Rüppurr ist örtliche und kirchliche Heimat

Um 15 Uhr dirigiert er in der Auferstehungskirche Josef Haydns großartiges einstündiges Werk „Die sieben letzten Worte unseres Erlösers am Kreuz“. Eintritt frei, wie immer bei den Rüppurrer Kirchenkonzerten. Anschließend bleiben die Akteure auch noch zusammen. Intensiv, aber beglückend ist dieser Tagesablauf für Cramer. „Hier ist immer meine örtliche und kirchliche Heimat gewesen, ich bin froh, dass ich in Rüppurr solche musikalische Vielfalt leben darf“, meint der 54-Jährige.

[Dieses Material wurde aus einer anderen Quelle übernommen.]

PR #386, opened 2018-12-20
[JENKINS-55284] CLI git tag collision change

MarkEWaite:
Adapt plugin to CLI git 2.20.0 bug fix.

The git fetch behavior prior to git 2.20.0 was to update existing tags without requiring a --force.  The newer versions require --force to update existing tags.

Retain existing behavior for earlier versions, only use the --force option to fetch for new versions of command line git.

Fix [JENKINS-55284](https://issues.jenkins-ci.org/browse/JENKINS-55284) CLI git tag collision change.

@jenkinsci/code-reviewers


MarkEWaite:
@oleg-nenashev I've added an opt-out option using the same technique as the plugin uses for other infrequent opt-out options.  It requires a command line property to opt-out.

PR #391, opened 2019-01-03
Add support for first-parent arg when fetching the list of changes from git

zambamingi:
This is the git-client-plugin side of the changes to implement https://issues.jenkins-ci.org/browse/JENKINS-50366.  There are changes in the git-plugin as well, I'll submitted a pull request there as well.

### DIFF
--- a/src/main/java/org/jenkinsci/plugins/gitclient/ChangelogCommand.java
+++ b/src/main/java/org/jenkinsci/plugins/gitclient/ChangelogCommand.java
@@ -85,14 +85,15 @@ public interface ChangelogCommand extends GitCommand {
     ChangelogCommand includes(ObjectId rev);
 
     /**
-     * Sets the firstParent private variable to true
+     * Limits the changelog to only follow the first parent commit.  If there
+     * are merge commits in the changelog, only follow the first parent.
      */
     ChangelogCommand firstParent();
 
     /**
-     * Sets the firstParent private variable to boolean param
+     * Enable or disable the firstParent option in the calculation of the changelog.
      *
-     * @param firstParent a {@link java.lang.boolean} object.
+     * @param firstParent
      */
     ChangelogCommand firstParent(boolean firstParent);
 
--- a/src/main/java/org/jenkinsci/plugins/gitclient/ChangelogCommand.java
+++ b/src/main/java/org/jenkinsci/plugins/gitclient/ChangelogCommand.java
@@ -87,13 +87,15 @@ public interface ChangelogCommand extends GitCommand {
     /**
      * Limits the changelog to only follow the first parent commit.  If there
      * are merge commits in the changelog, only follow the first parent.
+     * @return a {@link org.jenkinsci.plugins.gitclient.ChangelogCommand} object.
      */
     ChangelogCommand firstParent();
 
     /**
      * Enable or disable the firstParent option in the calculation of the changelog.
      *
-     * @param firstParent
+     * @param firstParent a boolean object determining if the changelog is limited to first parent commits or not
+     * @return a {@link org.jenkinsci.plugins.gitclient.ChangelogCommand} object.
      */
     ChangelogCommand firstParent(boolean firstParent);
 
--- a/src/main/java/org/jenkinsci/plugins/gitclient/ChangelogCommand.java
+++ b/src/main/java/org/jenkinsci/plugins/gitclient/ChangelogCommand.java
@@ -85,6 +85,18 @@ public interface ChangelogCommand extends GitCommand {
     ChangelogCommand includes(ObjectId rev);
 
     /**
+     * Sets the firstParent private variable to true
+     */
+    ChangelogCommand firstParent();
+
+    /**
+     * Sets the firstParent private variable to boolean param
+     *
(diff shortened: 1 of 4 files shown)


src/main/java/org/jenkinsci/plugins/gitclient/CliGitAPIImpl.java
```diff
@@ -1058,6 +1059,15 @@ public ChangelogCommand includes(ObjectId rev) {
                 return includes(rev.name());
             }
 
+            public ChangelogCommand firstParent() {
```
darxriggs: Please add `@Override`.

src/main/java/org/jenkinsci/plugins/gitclient/CliGitAPIImpl.java
```diff
@@ -1058,6 +1059,15 @@ public ChangelogCommand includes(ObjectId rev) {
...
+                return firstParent(true);
+            }
+
+            public ChangelogCommand firstParent(boolean firstParent) {
```
darxriggs: Please add `@Override`.

src/main/java/org/jenkinsci/plugins/gitclient/ChangelogCommand.java
```diff
@@ -84,6 +84,18 @@
      */
     ChangelogCommand includes(ObjectId rev);
 
+    /**
+     * Sets the firstParent private variable to true
```
darxriggs: I suggest to document the behaviour that is triggered by setting the variable value, not just that the variable is set. The former is more useful for the user of this API.

src/main/java/org/jenkinsci/plugins/gitclient/ChangelogCommand.java
```diff
@@ -84,6 +84,18 @@
...
+     */
+    ChangelogCommand firstParent();
+
+    /**
+     * Sets the firstParent private variable to boolean param
```
darxriggs: See the comment for `firstParent()`.

src/main/java/org/jenkinsci/plugins/gitclient/ChangelogCommand.java
```diff
@@ -84,6 +84,18 @@
...
+     *
+     * @param firstParent a {@link java.lang.boolean} object.
```
darxriggs: Please don't include the type in description again (even if there are some existing Javadocs like this} - `java.lang.boolean` is not even valid.

src/main/java/org/jenkinsci/plugins/gitclient/JGitAPIImpl.java
```diff
@@ -1112,6 +1112,14 @@ public ChangelogCommand includes(ObjectId rev) {
                 }
             }
 
+            public ChangelogCommand firstParent() {
+                return firstParent(true);
+            }
+
+            public ChangelogCommand firstParent(boolean firstParent) {
+                return this;
```
darxriggs: Please either implement this functionality in JGit (preferred) or log a warning that this parameter is not supported in the JGit implementation. Otherwise the user has no idea when enabling this feature why it's not working as expected.

src/test/java/org/jenkinsci/plugins/gitclient/GitAPITestCase.java
```diff
@@ -4724,6 +4724,34 @@ public void test_changelog_with_merge_commit_and_max_log_history() throws Except
...
+        w.git.add("file-1");
+        w.git.commit("commit-1");
+        String commitSha1 = w.git.revParse("HEAD").name();
+
+        // Merge branch-1 into master
+        w.git.checkout("master");
+        String mergeMessage = "Merge message to be tested.";
+        w.git.merge().setMessage(mergeMessage).setGitPluginFastForwardMode(MergeCommand.GitPluginFastForwardMode.NO_FF).setRevisionToMerge(w.git.getHeadRev(w.repoPath(), "branch-1")).execute();
+
+        if (w.git instanceof CliGitAPIImpl) {
```
darxriggs: I suggest to use `@NotImplementedInJGit` on the test method instead of this `instanceof` check. The former is more descriptive.

src/main/java/org/jenkinsci/plugins/gitclient/CliGitAPIImpl.java
zambamingi: thanks for catching this, I addressed this in my latest commit

src/main/java/org/jenkinsci/plugins/gitclient/JGitAPIImpl.java
zambamingi: thanks for the suggestion, I addressed this in my latest commit

src/test/java/org/jenkinsci/plugins/gitclient/GitAPITestCase.java
zambamingi: thanks for the suggestion, I addressed this in my latest commit

MarkEWaite:
Assigned label 'Changelog' and milestone 'Later' so that it can be revisited when reviewing changelog related pull requests

PR #612, opened 2022-01-25
fix: lerna publish

DorianMaliszewski:


chambo-e (commented):
Why is this needed ? 🤔

DorianMaliszewski:
> Why is this needed ? 🤔

Needed because of : https://github.com/lerna/lerna/issues/2788#issuecomment-774265338

IK that `npm whoami` is working for automation token but it doesn't work anymore

PR #695, opened 2022-04-01
feat(react): new automatic runtime

philibea:
It's will possibly improve the size on all bundle using react, but we will be more coherent with all ours projects


QuiiBz:
Should we disable the `react/react-in-jsx-scope` rule? ESLint don't like it: 

https://github.com/scaleway/scaleway-lib/runs/5787900573?check_suite_focus=true#step:7:12

philibea:
> Should we disable the `react/react-in-jsx-scope` rule? ESLint don't like it:
> 
> https://github.com/scaleway/scaleway-lib/runs/5787900573?check_suite_focus=true#step:7:12

yes exactly, it's already done

QuiiBz (approved):

packages/use-segment/src/__tests__/index.tsx
```diff
@@ -1,6 +1,6 @@
 import { AnalyticsBrowser, Context } from '@segment/analytics-next'
 import { renderHook } from '@testing-library/react-hooks'
-import React, { ReactNode } from 'react'
+import { ReactNode } from 'react';
```
chambo-e, line 3: intended ?

philibea: fixed with the format https://github.com/scaleway/scaleway-lib/pull/696

chambo-e (approved):

PR #696, opened 2022-04-01
chore(prettier): add pnpm prettignore and format

philibea:
run `pnpm format` 

it's was not run from a long time 🚶🏻


.prettierignore
```diff
@@ -4,3 +4,4 @@ dist/
 
 # Specific to prettier
 package.json
+CHANGELOG.md
```
QuiiBz, line 7: Any reason for not formatting this?

packages/use-query-params/README.md
```diff
@@ -9,10 +9,11 @@ $ pnpm add @scaleway/use-query-params react-router-dom
 ```
 
 ## Usage
+
 ```js
 import React from 'react'
```
QuiiBz, line 14: Is this react import mandatory?

.prettierignore
philibea: it's automatically created by release. it's will make some noise when we want to format

packages/use-query-params/README.md
philibea: We don't know if our user use new jsx transform ?

packages/countries/subdivisions/AD.json
```diff
@@ -48,4 +48,4 @@
     "parent_code": null,
     "type": "Parish"
   }
-]
\ No newline at end of file
+]
```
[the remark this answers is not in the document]
philibea: auto generated by us, we can still apply format ?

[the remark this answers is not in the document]
chambo-e: We need to add json and d.ts files to lint-staged then :)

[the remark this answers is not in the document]
philibea: Rigght, it's done

chambo-e (approved):

QuiiBz (approved):

PR #716, opened 2022-04-11
feat: add useGTM hook

chambo-e:
A new package with a GTM Provider/hook

This allows us to have the same DX as use-segment and consume gtm in a react way

### DIFF
--- a/packages/use-gtm/package.json
+++ b/packages/use-gtm/package.json
@@ -1,6 +1,6 @@
 {
   "name": "@scaleway/use-gtm",
-  "version": "0.1.0",
+  "version": "1.0.0",
   "description": "A small hook to handle gtm in a react app",
   "keywords": [
     "react",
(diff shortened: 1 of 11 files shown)


packages/use-gtm/package.json
```diff
@@ -0,0 +1,32 @@
...
+    "access": "public"
+  },
+  "repository": {
+    "type": "git",
+    "url": "https://github.com/scaleway/scaleway-lib",
+    "directory": "packages/use-gtm"
+  },
+  "license": "MIT",
+  "peerDependencies": {
+    "react": "17.x"
```
QuiiBz, line 30: Maybe?
```suggestion
    "react": "17.x || 18.x"
```

vincentaudebert (approved):
💯

packages/use-gtm/package.json
chambo-e: I think we'll update all packages once we officially support react 18 :)

QuiiBz: Makes sense

QuiiBz (approved):

PR #732, opened 2022-04-21
ci(node): upgrade to node 18

philibea:


QuiiBz:
Looks like node 18 handles `Intl.DateTimeFormat` differently compared to node 16/17

philibea:
> Looks like node 18 handles `Intl.DateTimeFormat` differently compared to node 16/17

yes it's not the first time we have this issue. We can ignore this actually

QuiiBz (approved):

chambo-e:
> > Looks like node 18 handles `Intl.DateTimeFormat` differently compared to node 16/17
> 
> @QuiiBz yes it's not the first time we have this issue. We can ignore this actually

@philibea behaviour is different in node 14,16,17 and 18, we need to find a way to handle this properly

.github/workflows/ci.yml
```diff
@@ -35,7 +35,7 @@ jobs:
     runs-on: ubuntu-20.04
     strategy:
       matrix:
-        node: [ '14', '16', '17' ]
+        node: ['16', '17', '18' ]
```
chambo-e, line 38: 17 can be removed

Lawndlwd (approved):

chambo-e (approved):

Beliebter Leiter vieler Gruppen

Er erzählt gerne präzise, sehr anregend und begeisternd über seine umfangreichen musikalischen Aufgaben. Die für ihn immer einen enormen sozialen Aspekt haben. Kinder wie Erwachsene nimmt er ernst in ihren Voraussetzungen. Daür ist er seit Jahrzehnten bekannt. Und beliebt. Cramer will nicht seine Ideen einstudieren, sondern alle mitnehmen und sich entwickeln lassen. Das gilt für seine drei Kinderchöre, einen Jugendchor, den Flötenkreis, das Kammerorchester, wie die Kantorei oder den Gospelchor „2gether“.
„Universalist“ und „Schwunggeber“ ist Cramer, heißt es in der Begründung für den Kirchenmusikpreis 2019 der evangelischen Landeskirche an ihn.

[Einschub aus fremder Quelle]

PR #761, opened 2022-05-04
chore(deps): add missing strict peer deps

QuiiBz:
Add missing peer dependencies since pnpm v7 now set `strict-peer-dependencies` to `true`

### DIFF
--- a/package.json
+++ b/package.json
@@ -22,7 +22,7 @@
     "@types/jest": "27.4.1",
     "@types/node": "17.0.31",
     "@types/prop-types": "15.7.3",
-    "@types/react": "17.0.39",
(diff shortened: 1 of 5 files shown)


philibea:
@QuiiBz  can you check type https://github.com/scaleway/scaleway-lib/runs/6285324088?check_suite_focus=true

QuiiBz:
> @QuiiBz can you check type https://github.com/scaleway/scaleway-lib/runs/6285324088?check_suite_focus=true

Just pushed, it should be fixed (multiple @types/react versions)

chambo-e (approved):

philibea (approved):

PR #766, opened 2022-05-09
feat: add `use-media` fork to support react 18

QuiiBz:
This library has been forked from [use-media](https://github.com/streamich/use-media), many thanks to the original author, [Vadim Dalecky](https://github.com/streamich).

### DIFF
--- a/packages/use-media/src/__tests__/useMedia.tsx
+++ b/packages/use-media/src/__tests__/useMedia.tsx
@@ -61,7 +61,8 @@ describe('useMedia hook', () => {
     )
 
     unmount()
-    callback?.()
+    // @ts-expect-error variable is assigned inside mockAddEventListener
+    callback()
 
     expect(result.current).toBe(false)
   })


packages/use-media/src/useMedia.ts
```diff
@@ -0,0 +1,51 @@
+import { useEffect, useLayoutEffect, useState } from 'react'
+import { Effect, MediaQueryObject } from './types'
+import { noop, queryObjectToString } from './utilities'
+
+export const mockMediaQueryList: MediaQueryList = {
+  addEventListener: noop,
```
chambo-e, line 6: Could we pass undefined instead of noop ?

packages/use-media/src/utilities/queryObjectToString.ts
```diff
@@ -0,0 +1,30 @@
+import { MediaQueryObject } from '../types'
+import camelToHyphen from './camelToHyphen'
+
+const QUERY_COMBINATOR = ' and '
+
+export default function queryObjectToString(query: string | MediaQueryObject) {
```
chambo-e, line 6: Could we force media query string only ? Less maintenance and better aligned with standards maybe ?

packages/use-media/src/useMedia.ts
QuiiBz: The `MediaQueryList` type doesn't allow `undefined`, so we'll have to stick with a function

packages/use-media/src/utilities/queryObjectToString.ts
QuiiBz: We mostly use `useMedia` with an object property, so we'll need to update it. `MediaQueryObject` doesn't provide useful completions, so I agree that it may be a good idea to only use strings

packages/use-media/src/useMedia.ts
```diff
@@ -0,0 +1,50 @@
...
+      let mounted = true
+      const mediaQueryList: MediaQueryList =
+        typeof window === 'undefined' ||
+        typeof window.matchMedia === 'undefined'
+          ? mockMediaQueryList
+          : window.matchMedia(query)
+
+      const onChange = () => {
+        if (!mounted) {
+          return
```
chambo-e, line 31: Could we find a way to test those use cases ?

chambo-e (changes requested):

DorianMaliszewski (changes requested):
Need 100% coverage :)

chambo-e (approved):

DorianMaliszewski (approved):

PR #786, opened 2022-05-19
feat: dataloader v2

DorianMaliszewski:


packages/use-dataloader/src/dataloader.ts
```diff
@@ -1,248 +1,152 @@
...
-  public maxDataLifetime?: number
-
-  public isDataOutdated = false
+  public static started = 0
 
-  public method: () => PromiseType<T>
+  public static cachedData = {} as Record<string, unknown | undefined>
 
-  private cancelMethod?: () => void
+  public static queue = {} as Record<string, PromiseType>
```
QuiiBz, line 18: Any reason why casting instead of normally typing these variables?

packages/use-dataloader/src/dataloader.ts
```diff
@@ -1,248 +1,152 @@
...
-        }).then(() => this.load(force))
-      }
+  private tryLaunch = async (): Promise<ResultType> => {
+    if (DataLoader.started < DataLoader.maxConcurrent) {
+      DataLoader.started += 1
+      DataLoader.queue[this.key] = this.launch()
+    } else {
+      DataLoader.queue[this.key] = new Promise(resolve => {
+        setTimeout(resolve)
+      }).then(() => this.tryLaunch())
```
QuiiBz, line 72: Not sure if it's easier or not to read
```suggestion
      }).then(this.tryLaunch)
```

packages/use-dataloader/src/dataloader.ts
DorianMaliszewski: No lol

QuiiBz (approved):

packages/use-dataloader/src/useDataLoader.ts
```diff
@@ -1,171 +1,126 @@
...
 import { PromiseType, UseDataLoaderConfig, UseDataLoaderResult } from './types'
 
-/**
- * @param {string} key key to save the data fetched in a local cache
- * @param {() => PromiseType} method a method that return a promise
- * @param {useDataLoaderConfig} config hook configuration
- * @returns {useDataLoaderResult} hook result containing data, request state, and method to reload the data
- */
-const useDataLoader = <T>(
+function useDataLoaderV2<ResultType, ErrorType = Error>(
```
matthprost, line 7: Why renaming in v2 ? Anyways we have to migrate all old ones as there is no coexisting v1 and v2 ?

packages/use-dataloader/src/useDataLoader.ts
```diff
@@ -1,171 +1,126 @@
...
+    return () => {
+      if (timeout) clearTimeout(timeout)
     }
-  })
+  }, [pollingInterval, needPolling, request, request.status, request.data])
 
   return {
-    data: request.getData() ?? (initialData as T),
-    error: request?.error,
+    data: !request.isFirstLoading ? request.data : initialData,
```
matthprost, line 114: I have a tiny improvement here, lets say your initialData is a complex object wouldn't it be nice to spread its default values into data ?

Something like this when request.data and initialData are both objects:
```ts
data: !request.isFirstLoading ? { ...initialData, ...request.data } : initialData,
```

matthprost (changes requested):

matthprost (approved):

PR #865, opened 2022-07-07
feat(use-i18n): add type safety

QuiiBz:
Add type-safe i18n.


.github/workflows/ci.yml
```diff
@@ -16,7 +16,7 @@ jobs:
         cache: 'pnpm'
     - run: pnpm install
     - run: pnpm run build
-    - run: pnpm tsc --noEmit
+    - run: pnpm tsc --noEmit --project ./tsconfig.typecheck.json
```
chambo-e, line 19: We should do the opposite no ? Have a custom config for jest only :)

packages/use-i18n/src/types.ts
```diff
@@ -0,0 +1,175 @@
+/**
+ * A locale object which is a record of string:string, with an optional `prefix` with is
```
baptisteArno, line 2:
```suggestion
 * A locale object which is a record of string:string, with an optional `prefix` which is
```

matthprost (approved):

DorianMaliszewski (approved):

PR #880, opened 2022-07-13
fix: use-dataloader types improvement

DorianMaliszewski:


packages/use-dataloader/src/useDataLoader.ts
```diff
@@ -1,10 +1,9 @@
 import { useCallback, useEffect, useMemo, useRef, useState } from 'react'
 import { useDataLoaderContext } from './DataLoaderProvider'
 import { StatusEnum } from './constants'
-import DataLoader from './dataloader'
 import { PromiseType, UseDataLoaderConfig, UseDataLoaderResult } from './types'
 
-function useDataLoader<ResultType, ErrorType = Error>(
+function useDataLoader<ResultType = unknown, ErrorType = Error>(
```
chambo-e, line 6: Why the default ?

DorianMaliszewski: If we dont care about the result type we can use a default one

chambo-e (approved):

QuiiBz (approved):
LGTM

philibea (approved):

PR #920, opened 2022-08-16
feat(use-dataloader): handle primitive array key

philibea:


packages/use-dataloader/src/usePaginatedDataLoader.ts
```diff
@@ -32,9 +32,7 @@ const usePaginatedDataLoader = <ResultType = unknown, ErrorType = Error>(
     perPage = 1,
   }: UsePaginatedDataLoaderConfig<ResultType, ErrorType> = {},
 ): UsePaginatedDataLoaderResult<ResultType, ErrorType> => {
-  if (typeof baseFetchKey !== 'string') {
-    throw new Error(KEY_IS_NOT_STRING_ERROR)
-  }
+  const flatKey = (page: number) => [key, ['page', page]].flat()
```
chambo-e, line 35: need memo here too ?

philibea: can be usefull right

packages/use-dataloader/src/types.ts
```diff
@@ -1,3 +1,6 @@
+type PrimitiveType = string | number | boolean | null | undefined | Date
```
QuiiBz, line 1: I'm not sure why `PrimitiveType` can be `null | undefined`?

packages/use-dataloader/src/usePaginatedDataLoader.ts
```diff
@@ -32,9 +32,10 @@ const usePaginatedDataLoader = <ResultType = unknown, ErrorType = Error>(
     perPage = 1,
   }: UsePaginatedDataLoaderConfig<ResultType, ErrorType> = {},
 ): UsePaginatedDataLoaderResult<ResultType, ErrorType> => {
-  if (typeof baseFetchKey !== 'string') {
-    throw new Error(KEY_IS_NOT_STRING_ERROR)
-  }
+  const flatKey = useMemo(
```
QuiiBz, line 35: Should be a `useCallback` here I think?

QuiiBz (approved):

packages/use-dataloader/src/usePaginatedDataLoader.ts
```diff
@@ -32,9 +32,10 @@ const usePaginatedDataLoader = <ResultType = unknown, ErrorType = Error>(
     perPage = 1,
   }: UsePaginatedDataLoaderConfig<ResultType, ErrorType> = {},
 ): UsePaginatedDataLoaderResult<ResultType, ErrorType> => {
-  if (typeof baseFetchKey !== 'string') {
-    throw new Error(KEY_IS_NOT_STRING_ERROR)
-  }
+  const flatKey = useCallback(
+    (page: number) => [key, ['page', page]].flat(),
+    [key],
+  )
```
chambo-e, line 38: Nope nope, can we memoize the result of `[key, ['page', page]].flat()` ? :)

packages/use-dataloader/src/usePaginatedDataLoader.ts
```diff
@@ -32,13 +32,11 @@ const usePaginatedDataLoader = <ResultType = unknown, ErrorType = Error>(
...
   }: UsePaginatedDataLoaderConfig<ResultType, ErrorType> = {},
 ): UsePaginatedDataLoaderResult<ResultType, ErrorType> => {
-  if (typeof baseFetchKey !== 'string') {
-    throw new Error(KEY_IS_NOT_STRING_ERROR)
-  }
-
   const [data, setData] = useState<Record<number, ResultType | undefined>>({})
   const [page, setPage] = useState<number>(initialPage ?? 1)
 
+  const keyPage = useMemo(() => [key, ['page', page]].flat(), [key, page])
```
chambo-e, line 38:
```suggestion
  const keyPage = useMemo(() => [...key, 'page', page], [key, page])
```

chambo-e (approved):

PR #291, opened 2024-07-29
Update bulb characteristic to new measures

vbousquet:
@toxieainc these are just better bulb modelling based on real life measurements (bought a bunch of bulbs and some VPW members helped with measurements) but things are so interdependent (for example with the flicker/fusion filter) that it would be nice if you could have a look if things looks ok for you.

I have tested this with a bunch of tables supporting PWM and it looked good to me (still fading, but better for some fast blinks that I think were smoothed out by previous constants).

### DIFF
--- a/src/wpc/bulb.c
+++ b/src/wpc/bulb.c
@@ -3,16 +3,41 @@
 #include <math.h>
 #include "bulb.h"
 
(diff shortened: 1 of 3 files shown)


toxieainc:
From quick tests, looking good, thanks!!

Er baute familiäres Musikzentrum auf

Er machte Rüppurr zum etwas anderen musikalischem Zentrum und einem familiären in der Nische. „Dabei sind aber die Beziehungen zu den anderen Kantoraten Karlsruhes sehr gut. Seit etwa zehn Jahren arbeiten wir viel besser zusammen und sprechen uns ab“.
Der Absolvent des Max-Planck-Gymnasiums ist voll evangelischen Feuers in Fülle. Er spricht an der Orgel, die auch bei Gottesdiensten im Wohnstift spielt, wie mit Worten gern vom Glauben. Seinen Blick auf Ostern und die Erfolgsgeschichte Jesus kann er vermitteln. Gern ist er Pädagoge und erreicht viele Kinder – und damit Eltern.

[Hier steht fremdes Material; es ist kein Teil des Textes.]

PR #302, opened 2024-08-23
nbaf: add full sim for NBA Fastbreak

tomlogic:
Looking for some feedback on my code before merging, and any ideas regarding how to get the game to fire the "pass" solenoids when I hit the flippers (shift keys).  If I used the `stateDef` structure it never recognized the passing.  When I integrated solenoid tests into the `handleBallState()` handler I could only trigger the passing by hitting the flipper button 3-4 times.

Notes from my last commit:
```
Initial implementation works well, other than passing between players
when "In The Paint" requires multiple shift key (flipper button) hits to
trigger the passing solenoids.  Simulates defender motor/positioning,
defender magnet used to hold the ball, diverters/gate, and the backbox
game.

For some reason, nbaf_stateDef wouldn't trigger state changes with the
passing solenoids, so I integrated those checks into
nbaf_handleBallState().
```


toxieainc:
@volkenborn Do you have an idea? I don't..

volkenborn:
Nope, sorry. This is way beyond me.

toxieainc:
@tomlogic Then just give us a hint when we should merge this.. Thanks!

tomlogic:
Doing a bit of cleanup before submitting.  I was able to use the `mech_XXX` APIs for the defender mech instead of my manual implementation.  I wonder if anyone has implemented having balls automatically drain if they're in a "Playfield" state and the flippers turn off?  I'm testing out the Championship Link feature, and the game kills the flippers at halftime and waits for balls to drain before going into the backbox game.  And again at the end of the fourth quarter, or when you compete for a ring.  It'd be nice to automatically clear the playfield in those moments.

I have not figured out the flipper button issue.  I attained a high score, and using the flipper buttons was also wonky to enter initials.  I am getting an "Unable to open the keyboard device. (error 32)" when PinMAME starts up, so perhaps that's related.

toxieainc:
I would love to help you with both issues, but i'm pretty much clueless in that area.

tomlogic:
@toxieainc, automatically draining when the flippers are dead (e.g., Tilt) seems to be a simple addition.  I'm going to move this from `prelim` to `full` as well, since there isn't anything left (that I'm aware of) to simulate.

tomlogic:
Ready to merge, but I'd love to have someone try it out on a VPin to make sure I didn't break anything there.  I'm also not sure how to update the failing checks.  They're looking for `nbaf.c` in `prelim` instead of `full`, but I can't find any documents in the repository that still have the old path.

toxieainc:
Looks good to me, we'll figure out why it fails then. Thanks a lot!!
Would be cool to see a video of how the virtual and real machine interact.  :)

PR #331, opened 2024-09-18
DMD: add some docs

vbousquet:


docs/dmd.md
jueank, line 1: I just arbitrarily read your docs in this commit, as I use to check regularly what is happening in VPX code.
Please, never leave our hobby. Never stop coding. And never leave our community. You are gold.

PR #336, opened 2024-10-02
fix string overlapping in debugger command handling

mattwalsh:
Without this change, at least with my current libc I will get a crash on the possibility that the strings overlap


toxieainc:
Oh wow, yup, thats indeed a bad bug, thanks!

Swing und Schwung für die profane Seite

Seine „profane Musikseite“ ergänzt die Glaubensdinge. „Ich habe keine Berühungsangst vor populärer Musik. Ich mag den Swing und habe in der Bigband der Ettlinger Musikschule Posaune gespielt.“ Seit 1987 führt er „Brasspur Rüppurr“. Witzig bis betörend sind Arrangements und Konzerte bei diesem „heißen Blech“. Immer mit Musik im Kopf oder über die Tasten, braucht der Kantor Natur oder Städtereisen um loslassen zu können. Und das Stichwort familiär ist privat ganz wichtig. Seine Frau Susanne ist Erzieherin und wirkt in der Kirchenmusik mit. Die Kinder waren darin aktiv und haben mit ihren Partnern den guten Draht zum Heim in der Gartenstadt erhalten. Barockengel sitzen dort auf einem Fensterbrett zur Straße hin. Sie machen wohl gerade eine Pause vom Musizieren.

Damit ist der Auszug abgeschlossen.